Let's say I have multiple timeseries, representing different features, all of length n, and I want to predict a new timeseries which represents another feature, without any past history for that feature. So for example, one sample might look like this, where the red and blue are "input series" and the yellow was the "output series", which clearly had some relation to both inputs.
Now, I have hundreds of these examples, each of which is thousands of points long (each is a different length however), and which has about 8-10 input features. So one input might be 9 series (one for each feature), each of which is maybe 6000 long. For this input, I want to produce an output of the final feature which is also 6000 long. We'll call my input features a, b, c, d and my output feature y. What would be the best model to represent this type of problem?
I've thought of perhaps applying a simple feed-forward neural network, whose inputs are:
a(t-10), a(t-9), ... a(t)
b(t-10), b(t-9), ... b(t)
..... etc for all other input features
and whose output would be a single value: the predicted y(t). Issues with this model is that it fails to consider past predicted values of y(t) (that is, y(t-1), y(t-2), ...), which a good model should consider. I could set up the model to take in these inputs, and simply fed it past values of y in the training samples. However, when I actually want to produce new outputs on new inputs, what would I feed into these variables during the first 10 steps? I don't have any past info on the output series.

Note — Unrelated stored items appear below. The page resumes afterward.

PR #409, opened 2018-11-24
Improve Paris bicycle parking OpenData integration

Phyks:
Hi,

This is an improvement on the latest bicycle parking in Paris OpenData analysis, based on first feedbacks I have:

* Dataset is actually quite precise for the locations, 20m should be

Another idea I had was to apply an LSTM, so that the model can consider further back in each series, with more recent values being more important - but again, LSTM uses past values of y to predict the current y, but my model must start without any past values of y.
Does anyone have any suggestions for what type of model would best suit this problem?
It's worth noting my actual features are much less directly related (correlation coefficients closer to .2 or .3 for each feature with the y). Additionally, past history of one input can influence the output quite a bit, meaning that including as much history as possible would probably be good. (For example, it might be the case that when input A has a sharp decrease early on, the output tends to increase in the later half of the series, this isn't actually true in my data but just an example). For reference, I'm creating this in keras, and I do have a pretty good understanding of basic models, I just don't know which one applies to this situation.